Women were being encouraged into free sexual expression. Pre-marital sex became casual and largely accepted. However it was not all as glamorous as Brown makes out. For a lot of women it was full of unsurity, confusion and heartbreak, Virginia Ironside looks back “To be honest, I mainly remember the 60s as an endless round of miserable promiscuity, a time when often it seemed easier and, believe it or not, more polite, to sleep with a man than to chuck him out of your flat.” Women brought up to kowtow to their fathers’ and men’s wishes were then launched into a sexual revolution which they were not mentally prepared for. “When it came to sex, we were, of course, the trailblazers for a completely new attitude, and blazing trails is always horribly uncomfortable.”


“Instead of men and women freely choosing to have sex if they wanted to, we are now in a generation of young adults that are compelled to engage in sexual intercourse. It is a generation that is incapable of saying ‘no.’” Virginia Ironside




Women against pornography march, Times Square, 1977. By the mid seventies, with the economy stagnant, crime and drug abuse on the rise, and porn theaters and prostitution spreading, the sexual optimism of the prior decade quickly faded. Though a few radical feminists continued to champion personal pleasure, many targeted pornography, claiming it inspired men to harm women. To the dismay of other liberals, the organizers of Women Against Pornography were so intent on fighting sexual “filth that they were willing to work with the leaders of the Religious Right to do so. [Make Love not War, Allyn David]


“But now, armed with the pill, and with every man knowing you were armed with the pill, pregnancy was no longer a reason to say ‘no’ to sex. And men exploited this mercilessly. Now, for them, ‘no’ always meant ‘yes’.” Virginia Ironside


TIME magazine cover, 1982. In the pessimistic climate of the late 1970s, the discovery of a new, incurable, STD was widely interpreted as a sign that the sexual revolution was defunct and that the promiscuous would inevitably be punished for their activities. The media helped fuel the backlash against sexual liberism; this backlash would influence the nation’s response to AIDS in the 1980s and eventually result in the “culture wars” of the early 1990s.


Although the Sexual Revolution brought with it some good things, it is part responsibility for widespread STD’s and STI’s, a rise in divorce and single parents, pornography and loss of the meaning of Love. “We’ve got young girls being asked to write their names on their boobs and send pictures. Parents would be really shocked to know this is happening in pretty much every school in the country.
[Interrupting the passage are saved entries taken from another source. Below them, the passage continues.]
PR #243, opened 2021-01-26
Construct a map of logs from FT log

mhutchinson:
The map is keyed by device ID, and the value is a log which contains the firmware revisions for that device. The log is stored in the database as a flat JSON list of leaf values, and will need to be rehydrated (i.e. the merkle tree recalculated) each time it is used. This puts a limit on how big the sub-logs can be, but that limit is much higher than the cardinalities we'll use for demos.

This requires that the `mysql` docker container has a port exposed outside of the docker network so that the Beam pipeline can access the DB to source the log data.

This pipeline is something of a strawman. By starting with a map of logs, this demonstrates the most complicated map construction and thus all the raw material should be here to allow developers with less experience with Beam to mould this to take whatever shape of Map we decide is required for a convincing demo.

### DIFF
--- a/binary_transparency/firmware/README.md
+++ b/binary_transparency/firmware/README.md
@@ -339,3 +339,29 @@ go run cmd/publisher/publish.go --logtostderr --v=2 --timestamp="2020-10-10T23:0
 >
 > Anybody else running a monitor also knows that malicious firmware has been
 > logged and can raise the alarm.
+
+Generating a Verifiable Map
+---------------------------
+
+There are some pre-requisites to running this part of the demo:
+ 1. Have set up the environment and successfully run the [Trillian batchmap demo](https://github.com/google/trillian/tree/master/experimental/batchmap)
+ 2. Keep the Python Portable Beam Runner listening on port `8099`
+ 3. Have deployed the FT demo above using Docker, and have some firmware in there
+
+The following command will generate a verifiable map:
+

Our children are growing up in a very sexualized world.” Claire Perrp MP, 2013 “Never before has girlhood been under such a sustained assault - from ads, alcohol marketing, girls’ magazines, sexually explicit tv programmes and the hard pornography that is regularly accessed in so many teenagers bedrooms... Boys are under pressure too, being led to believe that girls will look and behave like porn stars. Our children are becoming victims of pornification.” Steve Biddulph author of ‘Raising Boys.’